Dataset items:
^^^^^^^^^^^^^^^^

PR #3956, opened 2020-03-30
Fix minor design details in admin front

decabeza:
## Objectives

This PR:

- Fix bottom blank space in the admin section sidebar.
- Make a little a refactor in scss to avoid using a mixin for side menu and content styles.
- Improve styles for the admin sidebar aligning the icons correctly and adding a little CSS animation on the arrow icon when the menu opens.
- Remove admin header box-shadow.
- Fix icon sortable styles in the admin budget investment list.

## Visual Changes

admin

animation

icons

### DIFF
--- a/app/assets/stylesheets/admin.scss
+++ b/app/assets/stylesheets/admin.scss
@@ -435,11 +435,11 @@ code {
     [class^="icon-"] {
       color: #fff;
       display: inline-block;
-      font-size: rem-calc(24);
+      font-size: rem-calc(20);
       line-height: $line-height;
-      padding: $line-height / 2 $line-height / 4;
-      padding-left: 0;
+      text-align: center;
       vertical-align: middle;
+      width: $line-height * 1.5;
     }
   }
 
@@ -458,13 +458,20 @@ code {
       border-left: 2px solid $sidebar-active;
       font-weight: bold;
     }
+
+    &[aria-expanded="true"] {
+
+      > a::after {
+        transform: rotate(180deg);
+      }
+    }
   }
 
   li a {
     color: #fff;
     display: block;
-    line-height: rem-calc(48);
-    padding-left: rem-calc(12);
+    line-height: $line-height * 2;
+    padding-left: $line-height / 4;
     vertical-align: top;
 
     &:hover {
@@ -478,12 +485,13 @@ code {
 
     > a::after {
       border: 0;
-      content: "\61" !important;
-      font-family: "icons" !important;
+      content: "\f078";
+      font-family: "Font Awesome 5 Free";
+      font-weight: bold;
       height: auto;
-      position: absolute !important;
-      right: 30px;
-      top: 6px !important;
+      position: absolute;
+      right: 24px;
+      transition: 0.25s;
     }
   }
 
--- a/app/assets/stylesheets/admin.scss
+++ b/app/assets/stylesheets/admin.scss
@@ -63,10 +63,6 @@ $sidebar-active: #f4fcd0;
     color: #000;
     height: auto;
 
-    @include breakpoint(medium) {
-      box-shadow: 0 2px 2px #eee;
-    }
-
     @include breakpoint(small only) {
 
       .top-bar-left ul {
--- a/app/assets/stylesheets/admin.scss
+++ b/app/assets/stylesheets/admin.scss
@@ -364,26 +364,25 @@ $sidebar-active: #f4fcd0;
 }
 
 .icon-sortable {
-  font-family: "icons";
+  font-family: "Font Awesome 5 Free";
   font-size: $small-font-size;
-  padding-right: $line-height / 2;
   position: relative;
 
   &::before,
   &::after {
     left: 6px;
-    opacity: 0.25;
+    opacity: 0.5;
     position: absolute;
   }
 
   &::before {
-    content: "\57";
-    top: -2px;
+    content: "\f0d8";
+    bottom: 0;
   }
 
   &::after {
-    content: "\52";
-    bottom: -10px;
+    content: "\f0d7";
+    top: 0;
   }
 
   &.asc {
--- a/app/assets/stylesheets/layout.scss
+++ b/app/assets/stylesheets/layout.scss
@@ -446,18 +446,18 @@ a {
 }
 
 .menu-and-content {
-  $side-menu-min-width: 250px;
+  $side-menu-min-width: rem-calc(240);
 
   @include breakpoint(medium) {
     display: flex;
 
     > nav {
-      flex: 25%;
+      flex: 20%;
       min-width: $side-menu-min-width;
 
       + * {
-        flex: 75%;
-        padding: $line-height !important;
+        flex: 80%;
+        padding: $line-height;
       }
     }
 
@@ -478,7 +478,7 @@ a {
       z-index: 12;
 
       + * {
-        padding: $line-height !important;
+        padding: $line-height;
       }
     }
 


javierm:
Thanks @decabeza :smile:. A couple of questions before reviewing.

> Fix bottom blank space in the admin section sidebar.

Could you give me a hint about how to reproduce the issue? :pray: It works fine for me using both Firefox and Chrome :thinking:. Problems like this one were supposed to be fixed in pull request #3778.

> Make a little a refactor in scss to avoid using a mixin for side menu and content styles

Would it be possible to elaborate about why this change makes the code better? :smile:

decabeza:
> Could you give me a hint about how to reproduce the issue? 🙏 It works fine for me using both Firefox and Chrome 🤔. Problems like this one were supposed to be fixed in pull request #3778.

On `master` branch I keep seeing the blank space in all browsers 😅 
## Firefox
firefox
## Safari
safari
## Chrome
chrome

decabeza:
> Would it be possible to elaborate about why this change makes the code better? 😄

Personally I don't like mixins, they make me have to look another file to know what that code does. 

Also, I think that they don't add much when only the @include is used but they don't add anything else. 

For example instead of:
```
@mixin border-red {
  border: 1px solid #f00;
}

.border-red-one {
  @include border-red;
}

.border-red-two {
  @include border-red;
}
```
I think it's better:

```
.border-red {
  border: 1px solid #f00;
}
```

Why have two classes that only include the mixin when you can have a single class that does the same thing? 🤔 

This avoids having two classes that do basically the same thing and are referenced in another file. As I say it's a personal preference, but I think in this case it doesn't add anything. Of course, we could create mixins for other styles with a great CSS code refactor although I'm more in favor of eliminating mixins completely.

For now, all the @mixins created are used only once, so they don't make much sense. 😅

javierm:
> On master branch I keep seeing the blank space in all browsers sweat_smile

Now I get it :smile:. I don't have the issue because my resolution is low enough so the menu doesn't fit in the screen, but I can reproduce it by removing some elements in the menu :smile:.

javierm:
OK, not a problem removing the mixin; just thought it was better to elaborate on the reasons, so when we look back at the code we know why it was changed :smile:.

Having said that, in general I prefer mixins :rofl:. Changing your example a little bit:

```scss
@mixin border-red {
  border: 1px solid #f00;
}

.proposal {
  @include border-red;
}

.poll-answer {
  @include border-red;
}
```

Looks better to me than:

```scss
.border-red {
  border: 1px solid green; // Changed in a fork because CSS is easier to change than views
}
```

In the particular case of this pull request, using a mixin doesn't make a big difference to me, so I'm OK with the change :relieved:.

app/assets/stylesheets/layout.scss
```diff
@@ -449,6 +449,40 @@ a {
   margin-top: 0;
 }
 
+.admin {
+
+  .side-menu-and-content {
+    min-height: calc(100vh - 110px);
```
javierm, line 455: Just curious: where are these numbers (110px here and 181px for the dashboard) coming from? :thinking:

On my machine this makes a scrollbar appear in the browser's window. Maybe it's just a me, but I've always found it a usability issue: the scrollbar appears and I feel it's asking me to scroll and check the content below... but then, there's nothing below :sweat_smile:.

Scrollbar appearing when there is no content below

Do you think it's possible to use a more precise unit, or will it always depend on the browser and screen resolution?

By the way, would it be easier to accomplish this goal if we had less `<div>` tags in that part of the code? I made an experiment a few months ago, (see javierm#12), but as we mentioned back then, I wanted to know your opinion before continuing working on it.

app/assets/stylesheets/admin.scss
```diff
@@ -461,13 +452,20 @@ code {
       border-left: 2px solid $sidebar-active;
       font-weight: bold;
     }
+
+    &[aria-expanded="true"] {
+
+      > a::after {
+        transform: rotate(180deg);
```
javierm, line 459: I love this one :smile:.

app/assets/stylesheets/admin.scss
```diff
@@ -62,10 +62,6 @@ $sidebar-active: #f4fcd0;
     color: #000;
     height: auto;
 
-    @include breakpoint(medium) {
-      box-shadow: 0 2px 2px #eee;
-    }
-
```
javierm, line 68: I'm fine with this change :ok_hand:. Would it be possible to know the reason (it would be awesome if it were explained in the commit message!)? I'm asking because I wouldn't know what to say if somebody else opens a pull request and adds these lines again :roll_eyes:.

decabeza: I don't see the need, but I've added it to the commit description. 😅 The reason is that it is only decorative and has been deleted because it was also deleted in the front views.

app/assets/stylesheets/layout.scss
decabeza: The numbers come from headers height: **110px** from admin header and **181px** from the front header.

Those pixels are absolute, I mean, they couldn't be more accurate. 😛 The problem of showing or not the scroll bar I think is complicated because it depends a lot on the screen resolution, I have tried in my laptop and in two external screens and it doesn't appear to me. Anyway, I personally prefer a scroll bar to "nothing", which appears on many websites and I can understand that it is due to the size of my screen instead of blank space that gives the impression that the layout is broken.

I have looked at https://github.com/javierm/consul/pull/12 the PR but I do not see the point. If I understand correctly, to simplify the HTML, JS custom is added. This seems to me more complicated to maintain since CONSUL uses a framework, so... I don't see sense to create "custom" files to add a function that the Foundation framework already does by default. The HTML may seem more complicated but you can always consult the official documentation, if you add JS custom it seems more complicated to me for someone who wants to make a modification.

I don't see a simple solution since it will always depend on the browser and screen resolution. Also, as these changes are related to fixing minor design details administration panel I don't see the point of creating a separate PR. 🙏

app/assets/stylesheets/mixins.scss
```diff
@@ -22,29 +21,7 @@
...
-
-  > :last-child {
-    flex: 75%;
-    overflow-x: auto;
-    padding: $line-height !important;
-  }
-}
-
-// 03. Orbit bullet
+// 02. Orbit bullet
```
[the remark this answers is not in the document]
decabeza: Done! 😉

app/assets/stylesheets/layout.scss
javierm: > Those pixels are absolute, I mean, they couldn't be more accurate. :stuck_out_tongue:

Maybe we're talking about different things :sweat_smile:. I mean, the headers do not always have that height. Here are screenshots of firefox and chrome on my machine:

Header in Firefox: 124.65px

Header in Chrome: 117px

Not to mention they also change depending on the user's font size :relieved:.

It seems to me using relative units wouldn't solve the issue either :thinking:.

Do you think it's feasible to use `flex`, which would solve these problems on every browser?

> if you add JS custom it seems more complicated to me for someone who wants to make a modification.

Fair point. It would be great to know what's harder to maintain: a custom view which will have to be changed every time the original view changes or a custom JavaScript file changing the behavior defined in the original JavaScript file :thinking:.

> I personally prefer a scroll bar to "nothing"

We agree to disagree :smile:. Unfortunately we can't do usability tests to check which option is worse :sweat_smile:.

javierm: I've updated javierm#12 so it doesn't use JavaScript anymore.

The behaviour is not the same as it is now, though :relieved:. Let me know what you think :wink:.

javierm: EDIT: the behaviour is now similar to the `master` branch :smile:.

javierm: I've updated the pull request once again. Now it doesn't use JavaScript and the back button isn't broken either. It uses a (hidden) checkbox to toggle the menu, which IMHO semantically makes more sense than a link.

javierm: One more update. I've added a commit which solves the blank space on the bottom and doesn't add a scrollbar. It seems to be really simple after taking all the `off-canvas` div tags.

Note so far I've only done changes in the admin section; the dashboard layout is probably broken right now.

javierm: @decabeza I've improved the code a bit and tested the cases I could think of. Feel free to check pull requests #4005 and #4006 :wink: (only if you'd like to do so, of course!)

Regarding this pull request, I was thinking maybe we could remove the commits removing the mixin (already included in #4005) and fixing the blank space (solved by #4006) :thinking:. What do you think?

javierm: Proceeding as mentioned, as #4005 has already been merged.

javierm (approved):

^^^^^^^^^^^^^^^^

What is expected: From the line containing "javierm: I've updated the" through the last line of the records, output each line exactly and nothing more.

Expected output:
javierm: I've updated the pull request once again. Now it doesn't use JavaScript and the back button isn't broken either. It uses a (hidden) checkbox to toggle the menu, which IMHO semantically makes more sense than a link.

javierm: One more update. I've added a commit which solves the blank space on the bottom and doesn't add a scrollbar. It seems to be really simple after taking all the `off-canvas` div tags.

Note so far I've only done changes in the admin section; the dashboard layout is probably broken right now.

javierm: @decabeza I've improved the code a bit and tested the cases I could think of. Feel free to check pull requests #4005 and #4006 :wink: (only if you'd like to do so, of course!)

Regarding this pull request, I was thinking maybe we could remove the commits removing the mixin (already included in #4005) and fixing the blank space (solved by #4006) :thinking:. What do you think?

javierm: Proceeding as mentioned, as #4005 has already been merged.

javierm (approved):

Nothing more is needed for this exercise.